Step-by-step explanation:

Lagrangian celestial mechanics model and General Relativity (GR) are two different theories that explain the motion of celestial bodies in the universe.

Lagrangian celestial mechanics model, which is based on Newtonian gravitational context, was widely used in physics for a long time.

However, when Einstein proposed his theory of General Relativity, it fundamentally challenged the Newtonian construct of gravity and led to a paradigm shift in gravity theories.

GR rejected the idea of considering the solar system as a fully isolated system and introduced the concept of distant masses of the universe, which play a role in the motion of celestial bodies.

This change in perspective is rooted in Mach's concept and acknowledges the influence of other locationally-concentrated forces beyond the solar system.

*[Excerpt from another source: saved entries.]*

PR #400, opened 2021-01-08
Revert "Trello-126: - Allow ordering of needs based on 'assigned to'"

userman123:
Reverts wearefuturegov/beacon#393


userman123:
Reverting as some issues to be resolved

PR #401, opened 2021-01-08
Trello-131: default sort order is by created_at DESC, N/A when no results

WorkSutton:
[Default sort ordered by most recent imports](https://trello.com/c/gKMTgfCZ/131-sort-by-most-recent-first-post-import)

Trello-131-new-default-sort-order

Also added 'N/A' where no data available for `Imported`, `Rejected` and `Imported By`


userman123:
The issue was after creating a new import and this is still broken
Screenshot 2021-01-11 at 12 32 54

userman123:
fixed
Screenshot 2021-01-11 at 12 41 49

WorkSutton (commented):
LGTM

PR #405, opened 2021-01-11
Undo changing of search path

userman123:
This undoes some of https://github.com/wearefuturegov/beacon/pull/386 as had broken the search

### DIFF
--- a/app/controllers/contacts_controller.rb
+++ b/app/controllers/contacts_controller.rb
@@ -7,20 +7,20 @@ class ContactsController < ApplicationController
   helper_method :name_for_lead_service
 
   def index
-    @params = params.permit(:search, :page, :imported_item_id)
-    if params[:imported_item_id] # Viewing contacts for an import
-      model = params[:view] == 'Failed' ? RejectedContact : Contact
-      @contacts = policy_scope(model)
-      @contacts = @contacts.where(imported_item_id: @params[:imported_item_id]) if @imported_item
-      Rails.logger.unknown("User viewed contact list page for imported item id: #{params[:imported_item_id]} for contact ID: #{@contacts.map(&:id).join(',')}")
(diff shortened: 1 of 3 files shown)


app/controllers/contacts_controller.rb
```diff
@@ -7,20 +7,20 @@ class ContactsController < ApplicationController
...
-  end
-
-  def search
     @params = params.permit(:search, :page, :imported_item_id)
-    @contacts = policy_scope(Contact)
-    @contacts = Contact.search(@params[:search]).where(id: @contacts.select(:id))
+    if params[:imported_item_id] # Viewing contacts for an import
+      model = params[:view] == 'Failed' ? RejectedContact : Contact
+      @contacts = policy_scope(model)
+      @contacts = @contacts.where(imported_item_id: @params[:imported_item_id]) if @imported_item
```
WorkSutton, line 14: Could you not use this outside of the if block and still have the model determined by inspecting `params[:view]`?

That way you could remove line 17 I think

app/controllers/contacts_controller.rb
```diff
@@ -7,20 +7,20 @@ class ContactsController < ApplicationController
...
+      Rails.logger.unknown("User viewed contact list page for imported item id: #{params[:imported_item_id} for contact ID: #{@contacts.map(&:id).join(',')}")
+    else  # Viewing contacts on 'People' screen
+      @contacts = policy_scope(Contact)
+      @params = params.permit(:search, :page, :imported_item_id)
+      @contacts = @contacts.where(imported_item_id: @params[:imported_item_id]) if @params[:imported_item_id].present?
```
WorkSutton, line 19: Why is this different from line 14 above? Surely both need to be the same?

userman123:
clsoing and taking a different approach

PR #578, opened 2022-02-23
Document branch variables

owaincuvelier:
Adding a specific line about branch variables. 

I wanted to add a section on all the variables but couldnt think of good examples to illustrate their use with.

### DIFF
--- a/docs/build-scripts/README.md
+++ b/docs/build-scripts/README.md
@@ -127,6 +127,12 @@ console.log( 'Starting build...' )
 
 If you are using Composer dependencies from private repositories, [additional configuration may be required](./private-dependencies.md).
 
+### Targetting environments
+
+To create conditional build instructions dependant on environment, you can use the available `$BRANCH` variable. 
+
+`$BRANCH` and `$BRANCH_SLUG`, the latter being a sanitized version of the former.
+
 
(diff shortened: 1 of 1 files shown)


roborourke (commented):
Thinking it'd be good to review all available environment variables on the build container in case there are other things that'd be useful and document the available environment variables rather than just mentioning these.

At the very least this should show examples of what `$BRANCH` and `$BRANCH_SLUG` might actually look like relative to the GitHub branch.

roborourke:
Sorry, misread your comment - so agree on a section on all the variables, at least that are relevant to developers. I don't think we need to suggest examples for use-cases, just sample values.

roborourke:
@owaincuvelier are you able to finish this off based on my review or shall I get it assigned to someone and planned in?

owaincuvelier:
@roborourke I'll finish this off - but I did get a report that this wasn't actually working. Let me double check an ill update here shortly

On the other hand, modern quantum mechanics and Quantum Field Theory (QFT) do incorporate mathematical tools and concepts, such as those used by Lagrange to model orbital patterns of celestial bodies.

However, it is important to note that the incorporation of these mathematical techniques does not mean that Lagrangian celestial mechanics is still the dominant model for describing the motion of celestial bodies.

Rather, it highlights the usefulness and applicability of certain mathematical tools across different theories.